Kotter’s 8-step model seems to be the most ideal to the paradigm shift in the healthcare industry. One of its key strengths is that it focuses more on preparing people to accept change, which is a vital aspect of a healthcare system (Kotter 2012). Individuals tend to resist adjustments, and Kotter’s model directly addresses this issue. The result is that transition is simplified with the scheme. Grol et al. (2013) and Barr and Dowding (2015) agree, and further add that the model takes a lot of time since no steps can be skipped, and it addresses change acceptance, not the actual change itself. When managing change as large and significant as this, time is needed. The model provides for this as well.

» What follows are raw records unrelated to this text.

PR #5633, opened 2025-07-23
[examples] Fix stability in RegularGridTopology.scn

hugtalbot:
The scene RegularGridTopology.scn became unstable since v17.12 (see commit : https://github.com/sofa-framework/sofa/commit/4889770fe900033aaaad1d305e51dec14e3a140f#diff-2816509667eddf8af975da31c0fd3995a996901b828702ee76ba5e2cb25c8016), it seems related to:
- a change of FF (spring to FEM)
- a change of max nb of iteration in CG

Therefore, I suggest in this PR to reach stability by just ensuring a small enough time step (and removing the Rayleigh damping)

[ci-depends-on https://github.com/sofa-framework/Regression/pull/84]

### DIFF
--- a/examples/Component/Topology/Container/Grid/RegularGridTopology.scn
+++ b/examples/Component/Topology/Container/Grid/RegularGridTopology.scn
@@ -1,5 +1,5 @@
 <!-- RegularGrid examples -->
-<Node name="root" dt="0.02">
+<Node name="root" dt="0.002">
     <RequiredPlugin name="Sofa.Component.Collision.Detection.Algorithm"/> <!-- Needed to use components [BVHNarrowPhase BruteForceBroadPhase CollisionPipeline] -->
     <RequiredPlugin name="Sofa.Component.Collision.Detection.Intersection"/> <!-- Needed to use components [DiscreteIntersection] -->
     <RequiredPlugin name="Sofa.Component.Collision.Geometry"/> <!-- Needed to use components [SphereCollisionModel] -->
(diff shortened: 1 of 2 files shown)


fredroy:
> The scene RegularGridTopology.scn became unstable since v17.12 (see commit : [4889770#diff-2816509667eddf8af975da31c0fd3995a996901b828702ee76ba5e2cb25c8016](https://github.com/sofa-framework/sofa/commit/4889770fe900033aaaad1d305e51dec14e3a140f#diff-2816509667eddf8af975da31c0fd3995a996901b828702ee76ba5e2cb25c8016)), it seems related to:
> 
>     * a change of FF (spring to FEM)
> 
>     * a change of max nb of iteration in CG
> 
> 
> Therefore, I suggest in this PR to reach stability by just ensuring a small enough time step (and removing the Rayleigh damping)
> 

1) There is no FEM in this scene, the springs have been put back in a later commit 
https://github.com/sofa-framework/sofa/commit/18e3ee53a8eb59014c87bad467bdf47ab3dad355
So the only difference is the CG parameters now (but even by applying the previous numbers. it still explodes)

2) I am not against the PR as the scene would not explode anymore 😅 but it seems it eludes the fact that something was working before and not working now. But maybe it was some side-effects of something else ....

bakpaul:
It is certainly a side effect from something else. When you change the fixations from projective to lagrangian constraints, the stability is not even here at the first timestep. The ForceField seems broken somehow. 

Another workaround I found was to add rayleigh damping to the exploding model. We can see that the coarse one uses some, it stabilize the model well. But it doesn't explain why the FF damping isn't enough.

fredroy (approved):

bakpaul (approved):

PR #5635, opened 2025-07-24
[Type] Vec: update equality methods

fredroy:
A more modern way and testing if it is not a floating point. If this is the case, no need to test the diff with a floating point threshold..

\+ tests


fredroy:

hugtalbot (approved):

Sofa/framework/Type/src/sofa/type/Vec.h
```diff
@@ -589,16 +589,28 @@ class Vec
 
     constexpr bool operator==(const Vec& b) const noexcept
     {
-        for (Size i=0; i<N; i++)
-            if ( fabs( (float)(this->elems[i] - b[i]) ) > EQUALITY_THRESHOLD ) return false;
-        return true;
+        if constexpr (std::is_floating_point_v<ValueType>)
+        {
+            return std::equal(this->elems.begin(), this->elems.end(), b.elems.begin(),
+                                   [](auto x, auto y) { return std::abs(x - y) < EQUALITY_THRESHOLD; });
```
bakpaul, line 595:
```suggestion
                                   [](auto x, auto y) { return std::abs(x - y) < std::numeric_limits<ValueType>::epsilon(); });
```
In my mind the EQUALITY_THRESHOLD should not be used for vector comparison. 

IMO should remove this custom defined value and always use numeric_limits, even for geometrical operation. We could make the change directly on the define and see if all tests are passing.

Sofa/framework/Type/src/sofa/type/Vec.h
```diff
@@ -589,16 +589,28 @@ class Vec
...
 
     constexpr bool operator!=(const Vec& b) const noexcept
     {
-        for (Size i=0; i<N; i++)
-            if ( fabs( (float)(this->elems[i] - b[i]) ) > EQUALITY_THRESHOLD ) return true;
-        return false;
+        if constexpr (std::is_floating_point_v<ValueType>)
+        {
+            return !std::equal(this->elems.begin(), this->elems.end(), b.elems.begin(),
+                                   [](auto x, auto y) { return std::abs(x - y) < EQUALITY_THRESHOLD; });
```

Indeed, the model used by NHS England and NICE in implementing RightCare is a reinterpretation of Kotter’s model. They are making use of a twenty-step process to monitor and evaluate the progress being made on the country-wide rollout.
Several potential challenges have been identified concerning the shift from the conventional healthcare system to a value-based one. One such issue, as predicted by Suchman, Sluyter, and Williamson (2011), is in the integration of new practices into the operations of healthcare providers. Despite a majority of providers agreeing that value-based care is the future, many are facing significant problems in implementation. According to Antwi and Kale (2014) as well as Hertzog (2014), the implementation challenges that they face may lead to lower integration and absorption rates of new systems. Many of them claim that the main challenge is the lack of timely data. Effective data storage and analysis is a big problem when managing the change to patient-centred care (Murdoch 2013; Jain 2016). With all the information available, there is a dire need for people who can extract valuable information from it. Another data-related issue is its unstructured nature ICD-10 forms (filled at point-of-care) and the high error rates (Manyika et al. 2012).
Patient engagement is one of the biggest challenges to the transition. It is necessary for a transition of this magnitude to include consumers in every step of the way. If providers, insurance, and government systems are altered without including the consumer, then vital feedback on best practices is lost (Martin et al. 2012; Shirley 2011). Without the consumers’ acquiescence, the whole transition will collapse.
The transition that is occurring presently in the UK healthcare system is a vital one that will redefine this industry for decades to come. Thus, the change must be shepherded with the greatest of care. An appropriate model must be found on which to structure the change. The twenty-step process seems to be working well so far. In addition to this, potential barriers must be predicted and anticipated. The need for effective change management is evident. Change management provides sound theoretical foundations on which to build the newly evolved healthcare system. Without properly grounded change management, the enterprise is very likely to be a costly failure.